Ten, perhaps even five, years ago would we really have believed we would be going into pubs drinking from "bowl" glasses or, indeed, thick hexagonal glasses?

But Steve dismisses the suggestion that consumers have been won over by speciality beers, stressing that a huge number of pubs are not equipped from a dispense perspective to cope with speciality beers - and are missing out as a result.

"The battle has not been won at all," he says. "My personal view is that Hoegaarden and Leffe are still 'innovation' because so few people out there have had the opportunity to enjoy the full experience with these two beers. What an opportunity for beer if, five years from now, you could see speciality beer well presented and well kept in as many outlets as you see a stout. That's the something that will make people reappraise beer."

However, he hopes in the short term that brands such as Leffe, through bottles and branded glassware, will be able to make an impact on those pubs that are technically not yet up to the mark.

Image problems

And what of Stella? The performance of the "reassuringly expensive" brand must be a concern for InBev. Smaller competitors like Heineken are eating into its market share, and the brand may be experiencing certain "image problems".

However, Steve says he is puzzled by the talk of Stella being a brand under pressure.

"This is a really strange one. I will accept that when a brand with all of the imagery that Stella Artois has becomes broader in distribution you have to work hard on your equity, and that consumers can potentially reappraise it.

"In the off-trade we had a 20 per cent premium over standard lager - which is greater than the premium we have in the on-trade. You can argue with what is said mathematically, but that doesn't change the perception and the stories."

Talking of challenges, Steve arrived back in the UK business last October, after heading up the InBev business in Holland, just as InBev UK president Colin Pedrick had introduced Project Neptune, a cost-cutting and efficiency drive across the business. Was he not concerned at re-entering a business where a swathe was being cut through the company's cost base?

"The two key words with InBev are diversity and discipline. If you are disciplined and save costs then you can reinvest that into the diversity part of your business model. That is what motivates me. I couldn't get excited in the morning if my job was all about cost," he says.

"The InBev model is about growth; about growing beer, about driving innovation of beer and bringing new brands to market. But to get the investment to drive the sort of agenda where we can do that you have got to rigorously control your costs."

Nothing but positive

The InBev model is, one assumes, a relatively new concept. It has now been 18 months since the merger of Interbrew and AmBev to form InBev, and Steve insists the integration has been nothing but a positive experience.
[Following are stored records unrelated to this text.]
PR #1798, opened 2024-12-10
Separate java primitive arrays and implement Iterable

### LINKED ISSUE #1792: Support `Iterable` on `JArray`
Converting a `JArray` to a `List`, or using it directly, is currently a much worse experience than Dart collections because of the lack of `Iterable` support. E.g., I had to write:

```dart
    final JArray<File?>? dirs = _appContext.getExternalCacheDirs();
    if (dirs == null) {
      return <String>[];
    }
    final List<String> paths = <String>[];
    for (int i = 0; i < dirs.length; ++i) {
      final String? path = dirs[i]?.getAbsolutePath()?.toDartString();
      if (path != null) {
        paths.add(path);
      }
    }
    return paths;
```

instead of what I would write if I were dealing with idiomatic Dart collections, which is something like:

```dart
    return _appContext.getExternalCacheDirs()
        ?.map((File? f) => f?.getAbsolutePath()?.toDartString())
        ?.nonNulls ?? <String>[];
```

(This is the `jnigen` equivalent of https://github.com/dart-lang/native/issues/1474)

HosseinYousefi:
Closes #1792.

As mentioned in https://github.com/dart-lang/native/issues/1792#issuecomment-2531316325 it was not possible to implement Dart's `Iterable` in a generic way for both primitive arrays and object arrays. This led me to separate them like how it's done in Kotlin.

### DIFF
--- a/pkgs/jni/CHANGELOG.md
+++ b/pkgs/jni/CHANGELOG.md
@@ -1,5 +1,14 @@
 ## 0.13.0-wip
 
+- **Breaking Change**: Separated primitive arrays from object arrays.
+  Previously, a primitive array like an array of bytes was typed
+  `JArray<jbyte>`. Now `JArray<T>` only accepts `JObject`s as types and
+  primitive arrays like arrays of bytes have their own types such as
+  `JByteArray`.
+
+  This allows all arrays to implement `Iterable` which makes it possible to use
+  them in a for-loop or use methods such as `map` on them.
+
 - Added nullable type classes for all Java objects.
 
 ## 0.12.2
--- a/pkgs/jni/CHANGELOG.md
+++ b/pkgs/jni/CHANGELOG.md
@@ -6,7 +6,7 @@
   primitive arrays like arrays of bytes have their own types such as
   `JByteArray`.
 
-  This allows all arrays to implement `Iterable` which makes it possible to use
+  This enables all arrays to implement `Iterable` which makes it possible to use
   them in a for-loop or use methods such as `map` on them.
 
 - Added nullable type classes for all Java objects.
--- a/pkgs/jni/lib/src/jarray.dart
+++ b/pkgs/jni/lib/src/jarray.dart
@@ -4,11 +4,22 @@
 
 // ignore_for_file: unnecessary_cast, overridden_fields
 
-part of 'types.dart';
+import 'dart:ffi';
+import 'dart:typed_data';
 
-final class JArrayNullableType<E> extends JObjType<JArray<E>?> {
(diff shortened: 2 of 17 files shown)


pkgs/jni/lib/src/jarray.dart
```diff
@@ -193,122 +384,546 @@ extension BoolArray on JArray<jboolean> {
...
+  bool operator ==(Object other) {
+    return other.runtimeType == JCharArrayType && other is JCharArrayType;
+  }
+}
+
+/// `JCharArray` is a 16-bit integer array.
+///
+/// Due to variable length encoding, the  number of code units is not equal to
+/// the number of characters.
+class JCharArray extends JObject with Iterable<int> {
```
dcharkes, line 603: This is a lot of duplicated code with `JShortArray`, `JIntArray` and `JLongArray`. They Dart API should be identical, can some of the API and the implementation be shared?

If not, consider generating this code with a small generator so that any edits in the future don't have to be done in multiple places. (See runtime/tools/ffi/sdk_lib_ffi_generator.dart in the SDK, which might be of use.)

pkgs/jni/test/jarray_test.dart
```diff
@@ -166,7 +190,13 @@ void run({required TestRunnerCallback testRunner}) {
   });
   testRunner('Java int array', () {
     using((arena) {
-      final array = JArray(jint.type, 3)..releasedBy(arena);
+      final array = JIntArray(3)..releasedBy(arena);
```
dcharkes, line 193: Aligned with Kotlin Java interop `intArrayOf(...)` I like it.

pkgs/jni/CHANGELOG.md
```diff
@@ -1,5 +1,14 @@
 ## 0.13.0-wip
 
+- **Breaking Change**: Separated primitive arrays from object arrays.
+  Previously, a primitive array like an array of bytes was typed
+  `JArray<jbyte>`. Now `JArray<T>` only accepts `JObject`s as types and
+  primitive arrays like arrays of bytes have their own types such as
+  `JByteArray`.
+
+  This allows all arrays to implement `Iterable` which makes it possible to use
```
dcharkes, line 9: allows -> enables

(allow is access control, enable is technical possibility)

dcharkes (approved):

pkgs/jni/lib/src/jarray.dart
HosseinYousefi: Will do in the future.

HosseinYousefi:
Thanks @dcharkes!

"It is interesting and exciting to be able to merge two cultures of thinking together. There was no one better at cost than AmBev and there was probably no one more interested in the consumer and diversity than Interbrew. It is fantastic to make a company that you would never have been on your own. It is a challenging but really exciting place to be."

The corporate structure of the new-look business has led to suggestions that it is AmBev, not Interbrew, that has become the senior partner in this merger, with AmBev personnel taking the big positions of authority. One need only look at the replacement of InBev chief executive and former Interbrew man John Brock by former Ambev chief executive Carlos Brito to see this.

Steve is unimpressed by this point. "You can't do a tick box analysis of who is sitting in what seat - the world doesn't work like that."

It seems that the harsh end of Neptune has been undertaken - although the ramifications have yet to be revealed - as InBev has suddenly busied itself again with brand innovation.

Not only has the market seen the launch of Bock and extra cold options for Castlemaine XXXX and Boddington's, but there has been the surprising sight of the unveiling of a four per cent draught form of Beck's - Beck's Vier.